TASK REQUIREMENTS: Filter the data below for the string "updated" and copy each matching line.

(Saved data entries)

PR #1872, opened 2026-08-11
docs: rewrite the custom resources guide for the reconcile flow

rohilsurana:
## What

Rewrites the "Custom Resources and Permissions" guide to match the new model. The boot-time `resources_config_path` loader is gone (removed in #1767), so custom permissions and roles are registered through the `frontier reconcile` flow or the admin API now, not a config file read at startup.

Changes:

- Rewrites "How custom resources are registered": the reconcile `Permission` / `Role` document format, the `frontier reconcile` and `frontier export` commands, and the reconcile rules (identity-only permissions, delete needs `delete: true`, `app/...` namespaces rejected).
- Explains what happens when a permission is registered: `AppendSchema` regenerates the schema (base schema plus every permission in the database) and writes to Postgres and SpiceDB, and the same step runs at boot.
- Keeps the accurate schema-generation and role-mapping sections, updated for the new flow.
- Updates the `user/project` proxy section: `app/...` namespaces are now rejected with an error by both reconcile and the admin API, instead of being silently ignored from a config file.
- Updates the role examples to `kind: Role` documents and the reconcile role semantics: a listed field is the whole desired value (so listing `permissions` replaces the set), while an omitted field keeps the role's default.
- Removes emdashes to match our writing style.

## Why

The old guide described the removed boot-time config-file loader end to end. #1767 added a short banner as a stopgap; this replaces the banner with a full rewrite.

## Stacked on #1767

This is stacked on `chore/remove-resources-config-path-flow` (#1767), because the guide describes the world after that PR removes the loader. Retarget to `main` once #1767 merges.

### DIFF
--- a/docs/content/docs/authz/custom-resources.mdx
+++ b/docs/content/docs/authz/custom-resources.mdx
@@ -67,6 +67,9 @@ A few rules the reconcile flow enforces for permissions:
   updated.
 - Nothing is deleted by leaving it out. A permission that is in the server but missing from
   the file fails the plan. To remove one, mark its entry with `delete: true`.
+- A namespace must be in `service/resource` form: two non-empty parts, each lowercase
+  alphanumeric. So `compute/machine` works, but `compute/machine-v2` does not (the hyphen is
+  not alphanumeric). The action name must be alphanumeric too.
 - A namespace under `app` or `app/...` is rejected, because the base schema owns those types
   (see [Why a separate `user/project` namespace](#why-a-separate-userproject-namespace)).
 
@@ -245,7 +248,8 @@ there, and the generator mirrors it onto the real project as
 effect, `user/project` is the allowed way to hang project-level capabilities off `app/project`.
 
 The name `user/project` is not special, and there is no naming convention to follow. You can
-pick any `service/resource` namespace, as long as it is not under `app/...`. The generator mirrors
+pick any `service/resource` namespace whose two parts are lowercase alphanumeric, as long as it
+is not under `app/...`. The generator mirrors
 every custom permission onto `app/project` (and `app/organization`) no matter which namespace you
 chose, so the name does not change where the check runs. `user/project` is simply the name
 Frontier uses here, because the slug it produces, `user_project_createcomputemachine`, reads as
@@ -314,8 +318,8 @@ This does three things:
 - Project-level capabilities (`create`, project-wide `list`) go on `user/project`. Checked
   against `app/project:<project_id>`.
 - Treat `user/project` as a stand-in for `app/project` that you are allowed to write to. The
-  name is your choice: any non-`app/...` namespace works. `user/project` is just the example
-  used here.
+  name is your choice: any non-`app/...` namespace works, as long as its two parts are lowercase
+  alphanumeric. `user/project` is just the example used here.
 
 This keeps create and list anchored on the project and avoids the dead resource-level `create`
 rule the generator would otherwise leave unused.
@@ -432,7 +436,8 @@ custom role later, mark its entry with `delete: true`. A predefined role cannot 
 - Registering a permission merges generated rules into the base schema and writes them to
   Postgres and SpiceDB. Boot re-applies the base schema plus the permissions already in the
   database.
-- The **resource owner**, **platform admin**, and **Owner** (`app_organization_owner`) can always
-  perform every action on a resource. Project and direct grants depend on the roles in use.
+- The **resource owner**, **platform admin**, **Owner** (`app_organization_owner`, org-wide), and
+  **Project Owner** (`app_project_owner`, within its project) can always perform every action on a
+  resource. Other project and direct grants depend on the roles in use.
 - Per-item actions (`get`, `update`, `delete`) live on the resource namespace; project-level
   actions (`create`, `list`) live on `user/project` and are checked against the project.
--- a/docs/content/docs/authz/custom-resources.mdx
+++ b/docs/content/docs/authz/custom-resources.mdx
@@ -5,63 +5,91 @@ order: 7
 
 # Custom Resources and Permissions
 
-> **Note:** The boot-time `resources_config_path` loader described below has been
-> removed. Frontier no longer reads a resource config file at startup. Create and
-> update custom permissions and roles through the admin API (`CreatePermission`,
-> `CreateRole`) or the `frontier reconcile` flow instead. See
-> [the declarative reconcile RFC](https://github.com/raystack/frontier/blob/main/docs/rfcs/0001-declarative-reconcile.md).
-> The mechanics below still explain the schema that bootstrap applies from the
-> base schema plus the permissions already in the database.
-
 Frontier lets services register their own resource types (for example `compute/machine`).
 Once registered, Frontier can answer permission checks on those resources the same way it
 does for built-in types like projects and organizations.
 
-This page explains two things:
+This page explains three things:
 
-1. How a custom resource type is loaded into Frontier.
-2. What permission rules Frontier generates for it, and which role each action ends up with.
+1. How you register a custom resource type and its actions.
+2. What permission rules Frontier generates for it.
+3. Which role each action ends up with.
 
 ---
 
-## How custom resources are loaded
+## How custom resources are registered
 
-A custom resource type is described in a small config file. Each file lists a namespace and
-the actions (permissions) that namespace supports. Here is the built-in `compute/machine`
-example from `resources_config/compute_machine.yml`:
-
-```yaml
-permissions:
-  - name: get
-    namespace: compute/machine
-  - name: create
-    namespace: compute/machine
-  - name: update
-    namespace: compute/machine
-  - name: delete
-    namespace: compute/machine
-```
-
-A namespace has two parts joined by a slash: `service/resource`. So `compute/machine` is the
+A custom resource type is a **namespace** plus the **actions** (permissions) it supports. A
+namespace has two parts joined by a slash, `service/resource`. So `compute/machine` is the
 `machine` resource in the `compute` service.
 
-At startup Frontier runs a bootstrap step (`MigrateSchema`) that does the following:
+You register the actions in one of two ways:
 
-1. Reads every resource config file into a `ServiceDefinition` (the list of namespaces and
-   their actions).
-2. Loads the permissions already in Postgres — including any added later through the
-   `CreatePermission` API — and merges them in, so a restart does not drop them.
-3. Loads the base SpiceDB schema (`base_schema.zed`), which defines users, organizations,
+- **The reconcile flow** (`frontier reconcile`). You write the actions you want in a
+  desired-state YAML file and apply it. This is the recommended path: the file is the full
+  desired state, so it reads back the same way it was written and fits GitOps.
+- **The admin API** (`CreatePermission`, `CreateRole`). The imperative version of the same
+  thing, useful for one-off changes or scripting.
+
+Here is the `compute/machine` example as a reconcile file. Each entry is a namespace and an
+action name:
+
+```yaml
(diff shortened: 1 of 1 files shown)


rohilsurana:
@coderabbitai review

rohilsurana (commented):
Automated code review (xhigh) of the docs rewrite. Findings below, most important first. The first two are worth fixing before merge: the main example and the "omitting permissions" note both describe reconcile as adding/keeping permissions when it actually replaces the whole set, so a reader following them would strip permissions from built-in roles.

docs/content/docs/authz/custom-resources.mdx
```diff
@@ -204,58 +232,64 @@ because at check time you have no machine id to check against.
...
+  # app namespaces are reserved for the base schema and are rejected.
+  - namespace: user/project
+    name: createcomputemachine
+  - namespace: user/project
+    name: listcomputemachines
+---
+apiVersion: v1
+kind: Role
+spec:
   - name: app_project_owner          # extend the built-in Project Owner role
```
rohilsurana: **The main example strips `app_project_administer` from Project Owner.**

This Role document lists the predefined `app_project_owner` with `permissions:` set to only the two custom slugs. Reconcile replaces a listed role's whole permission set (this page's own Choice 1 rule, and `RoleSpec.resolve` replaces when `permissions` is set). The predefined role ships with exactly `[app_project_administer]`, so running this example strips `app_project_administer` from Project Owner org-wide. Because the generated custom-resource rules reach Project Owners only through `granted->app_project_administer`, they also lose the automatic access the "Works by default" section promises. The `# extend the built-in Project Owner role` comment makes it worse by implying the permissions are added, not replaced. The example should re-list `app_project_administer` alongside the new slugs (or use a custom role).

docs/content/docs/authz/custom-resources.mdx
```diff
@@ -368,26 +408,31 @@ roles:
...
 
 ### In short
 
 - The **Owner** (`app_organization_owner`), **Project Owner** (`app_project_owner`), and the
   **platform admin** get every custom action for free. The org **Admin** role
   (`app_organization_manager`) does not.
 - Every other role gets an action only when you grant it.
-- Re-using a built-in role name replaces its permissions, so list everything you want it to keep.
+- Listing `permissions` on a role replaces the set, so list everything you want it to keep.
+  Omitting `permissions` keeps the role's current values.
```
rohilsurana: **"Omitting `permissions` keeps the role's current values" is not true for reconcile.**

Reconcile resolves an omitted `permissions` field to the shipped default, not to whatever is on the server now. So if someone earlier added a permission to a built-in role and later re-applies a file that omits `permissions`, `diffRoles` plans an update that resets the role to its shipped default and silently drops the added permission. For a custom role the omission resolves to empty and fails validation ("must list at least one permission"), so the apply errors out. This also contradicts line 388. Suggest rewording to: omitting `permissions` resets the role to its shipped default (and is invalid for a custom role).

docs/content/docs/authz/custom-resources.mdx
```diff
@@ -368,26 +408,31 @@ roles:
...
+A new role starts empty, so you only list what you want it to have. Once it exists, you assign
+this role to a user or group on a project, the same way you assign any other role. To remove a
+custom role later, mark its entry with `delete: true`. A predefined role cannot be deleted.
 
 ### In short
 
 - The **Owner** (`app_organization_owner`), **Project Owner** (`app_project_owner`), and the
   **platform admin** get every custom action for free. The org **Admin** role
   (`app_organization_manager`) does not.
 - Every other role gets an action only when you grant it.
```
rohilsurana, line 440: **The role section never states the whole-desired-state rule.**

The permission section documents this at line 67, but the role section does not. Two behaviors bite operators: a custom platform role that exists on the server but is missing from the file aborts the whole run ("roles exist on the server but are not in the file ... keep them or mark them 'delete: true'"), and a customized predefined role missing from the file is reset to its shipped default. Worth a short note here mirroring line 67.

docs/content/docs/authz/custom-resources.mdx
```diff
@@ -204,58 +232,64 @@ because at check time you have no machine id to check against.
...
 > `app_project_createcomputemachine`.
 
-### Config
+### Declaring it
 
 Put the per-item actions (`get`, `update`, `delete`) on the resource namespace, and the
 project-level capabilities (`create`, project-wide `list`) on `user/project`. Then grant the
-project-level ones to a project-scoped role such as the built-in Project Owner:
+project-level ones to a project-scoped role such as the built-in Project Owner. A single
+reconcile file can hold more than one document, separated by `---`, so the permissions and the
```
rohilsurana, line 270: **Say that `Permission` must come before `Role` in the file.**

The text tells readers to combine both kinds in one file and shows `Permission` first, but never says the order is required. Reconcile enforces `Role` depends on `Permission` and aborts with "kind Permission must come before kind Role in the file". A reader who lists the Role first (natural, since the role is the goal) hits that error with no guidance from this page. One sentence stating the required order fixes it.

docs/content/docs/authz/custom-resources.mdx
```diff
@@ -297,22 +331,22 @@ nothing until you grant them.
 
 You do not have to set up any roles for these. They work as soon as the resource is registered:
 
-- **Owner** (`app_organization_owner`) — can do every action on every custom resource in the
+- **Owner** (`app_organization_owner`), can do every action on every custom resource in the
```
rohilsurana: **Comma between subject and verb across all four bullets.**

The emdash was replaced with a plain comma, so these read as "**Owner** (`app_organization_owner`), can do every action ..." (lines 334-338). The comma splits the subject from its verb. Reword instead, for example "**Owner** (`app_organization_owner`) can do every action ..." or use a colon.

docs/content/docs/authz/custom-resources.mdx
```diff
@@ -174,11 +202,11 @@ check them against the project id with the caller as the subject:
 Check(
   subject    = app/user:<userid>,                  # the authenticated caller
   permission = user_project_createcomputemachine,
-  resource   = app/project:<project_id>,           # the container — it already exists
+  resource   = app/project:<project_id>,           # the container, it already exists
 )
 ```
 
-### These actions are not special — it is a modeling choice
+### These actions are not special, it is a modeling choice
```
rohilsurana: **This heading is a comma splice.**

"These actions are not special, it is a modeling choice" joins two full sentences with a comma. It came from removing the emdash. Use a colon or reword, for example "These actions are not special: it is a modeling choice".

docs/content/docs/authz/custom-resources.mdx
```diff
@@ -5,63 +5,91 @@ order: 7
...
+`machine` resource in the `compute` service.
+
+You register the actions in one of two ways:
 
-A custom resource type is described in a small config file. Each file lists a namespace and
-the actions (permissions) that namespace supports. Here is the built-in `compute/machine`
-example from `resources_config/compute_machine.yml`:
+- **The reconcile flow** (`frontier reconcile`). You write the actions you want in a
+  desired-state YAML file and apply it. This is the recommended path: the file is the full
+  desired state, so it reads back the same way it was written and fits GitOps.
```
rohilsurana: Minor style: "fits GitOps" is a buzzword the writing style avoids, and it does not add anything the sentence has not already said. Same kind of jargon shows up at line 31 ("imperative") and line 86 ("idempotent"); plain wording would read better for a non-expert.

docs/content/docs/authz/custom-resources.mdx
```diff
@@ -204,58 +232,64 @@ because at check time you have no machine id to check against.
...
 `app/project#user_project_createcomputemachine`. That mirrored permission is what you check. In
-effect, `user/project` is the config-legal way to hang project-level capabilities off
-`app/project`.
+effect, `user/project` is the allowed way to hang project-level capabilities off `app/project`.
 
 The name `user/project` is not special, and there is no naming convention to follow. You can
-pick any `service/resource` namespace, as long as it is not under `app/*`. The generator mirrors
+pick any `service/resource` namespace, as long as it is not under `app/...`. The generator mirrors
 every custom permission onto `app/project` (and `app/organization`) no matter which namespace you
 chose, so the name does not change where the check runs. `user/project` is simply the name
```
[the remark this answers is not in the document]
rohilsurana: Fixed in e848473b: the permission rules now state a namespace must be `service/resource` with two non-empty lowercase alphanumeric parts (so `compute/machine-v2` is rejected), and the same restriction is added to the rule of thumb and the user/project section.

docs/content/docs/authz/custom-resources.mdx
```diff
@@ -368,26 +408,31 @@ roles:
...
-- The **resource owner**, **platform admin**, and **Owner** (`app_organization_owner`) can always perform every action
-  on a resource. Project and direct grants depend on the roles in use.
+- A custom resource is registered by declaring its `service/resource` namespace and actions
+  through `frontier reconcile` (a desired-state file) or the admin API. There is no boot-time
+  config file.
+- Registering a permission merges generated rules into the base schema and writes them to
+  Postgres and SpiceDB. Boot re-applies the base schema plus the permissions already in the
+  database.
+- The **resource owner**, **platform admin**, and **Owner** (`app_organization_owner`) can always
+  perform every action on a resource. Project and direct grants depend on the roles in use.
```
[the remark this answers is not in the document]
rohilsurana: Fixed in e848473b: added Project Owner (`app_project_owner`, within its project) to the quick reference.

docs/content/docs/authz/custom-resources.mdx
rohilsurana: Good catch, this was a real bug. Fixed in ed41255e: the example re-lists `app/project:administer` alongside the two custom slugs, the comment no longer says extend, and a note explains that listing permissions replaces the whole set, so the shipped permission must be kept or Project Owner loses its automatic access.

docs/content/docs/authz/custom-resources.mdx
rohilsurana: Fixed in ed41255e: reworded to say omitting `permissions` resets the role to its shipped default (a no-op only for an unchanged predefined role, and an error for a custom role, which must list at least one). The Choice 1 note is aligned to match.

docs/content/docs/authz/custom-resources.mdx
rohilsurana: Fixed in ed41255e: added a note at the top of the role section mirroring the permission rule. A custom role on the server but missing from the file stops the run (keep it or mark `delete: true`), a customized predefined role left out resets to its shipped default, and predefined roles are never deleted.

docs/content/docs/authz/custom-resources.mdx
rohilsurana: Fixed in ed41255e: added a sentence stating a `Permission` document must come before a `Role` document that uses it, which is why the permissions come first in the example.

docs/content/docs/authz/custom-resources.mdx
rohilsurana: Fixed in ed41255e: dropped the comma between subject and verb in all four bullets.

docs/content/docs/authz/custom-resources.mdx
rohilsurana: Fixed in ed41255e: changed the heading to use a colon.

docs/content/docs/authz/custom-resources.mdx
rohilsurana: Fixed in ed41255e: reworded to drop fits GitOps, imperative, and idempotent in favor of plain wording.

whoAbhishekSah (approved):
...
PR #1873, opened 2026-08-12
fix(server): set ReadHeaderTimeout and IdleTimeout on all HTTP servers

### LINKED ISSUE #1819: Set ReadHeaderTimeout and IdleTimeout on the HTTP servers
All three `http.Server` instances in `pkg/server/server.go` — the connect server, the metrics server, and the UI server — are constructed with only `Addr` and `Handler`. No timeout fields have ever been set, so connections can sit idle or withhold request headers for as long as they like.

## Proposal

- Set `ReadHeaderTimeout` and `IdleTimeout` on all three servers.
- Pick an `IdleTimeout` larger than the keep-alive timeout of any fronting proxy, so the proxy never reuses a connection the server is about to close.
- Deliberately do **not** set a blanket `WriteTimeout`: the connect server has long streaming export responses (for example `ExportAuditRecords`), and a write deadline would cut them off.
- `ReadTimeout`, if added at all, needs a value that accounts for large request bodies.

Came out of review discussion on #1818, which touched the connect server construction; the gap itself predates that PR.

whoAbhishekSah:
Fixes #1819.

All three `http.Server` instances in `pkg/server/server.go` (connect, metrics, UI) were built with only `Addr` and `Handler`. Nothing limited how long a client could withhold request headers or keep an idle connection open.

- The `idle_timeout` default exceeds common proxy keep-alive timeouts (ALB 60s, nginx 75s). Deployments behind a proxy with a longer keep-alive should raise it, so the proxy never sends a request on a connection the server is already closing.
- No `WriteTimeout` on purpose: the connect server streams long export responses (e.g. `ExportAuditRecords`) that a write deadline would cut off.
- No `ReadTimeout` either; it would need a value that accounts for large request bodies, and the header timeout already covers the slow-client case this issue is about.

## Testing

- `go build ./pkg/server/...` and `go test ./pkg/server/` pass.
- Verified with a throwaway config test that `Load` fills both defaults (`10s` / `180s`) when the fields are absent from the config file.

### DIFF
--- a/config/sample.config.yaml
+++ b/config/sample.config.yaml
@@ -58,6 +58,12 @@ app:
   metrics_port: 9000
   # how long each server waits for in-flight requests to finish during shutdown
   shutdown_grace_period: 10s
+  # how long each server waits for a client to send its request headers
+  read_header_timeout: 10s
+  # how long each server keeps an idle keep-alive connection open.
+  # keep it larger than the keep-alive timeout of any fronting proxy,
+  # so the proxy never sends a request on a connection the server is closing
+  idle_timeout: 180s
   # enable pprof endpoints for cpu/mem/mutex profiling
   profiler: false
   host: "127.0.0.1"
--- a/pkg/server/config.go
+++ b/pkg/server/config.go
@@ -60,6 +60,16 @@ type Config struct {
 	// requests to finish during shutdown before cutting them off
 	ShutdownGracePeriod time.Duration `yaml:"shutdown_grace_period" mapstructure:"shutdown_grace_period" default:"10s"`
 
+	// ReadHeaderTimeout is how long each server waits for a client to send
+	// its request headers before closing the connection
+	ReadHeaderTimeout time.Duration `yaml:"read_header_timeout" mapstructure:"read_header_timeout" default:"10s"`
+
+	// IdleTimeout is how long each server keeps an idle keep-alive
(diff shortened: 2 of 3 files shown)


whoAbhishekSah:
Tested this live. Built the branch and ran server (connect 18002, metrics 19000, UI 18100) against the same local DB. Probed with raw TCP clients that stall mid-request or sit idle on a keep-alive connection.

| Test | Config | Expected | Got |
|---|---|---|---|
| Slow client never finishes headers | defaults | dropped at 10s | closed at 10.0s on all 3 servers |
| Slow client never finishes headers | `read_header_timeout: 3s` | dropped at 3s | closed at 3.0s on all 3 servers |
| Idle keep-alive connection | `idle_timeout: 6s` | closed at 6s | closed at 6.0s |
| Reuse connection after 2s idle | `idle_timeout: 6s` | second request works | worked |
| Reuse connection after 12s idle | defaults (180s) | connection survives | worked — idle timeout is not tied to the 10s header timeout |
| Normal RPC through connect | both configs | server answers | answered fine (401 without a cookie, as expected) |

YOUR SOLUTION:
- Keeps the accurate schema-generation and role-mapping sections, updated for the new flow.
   updated.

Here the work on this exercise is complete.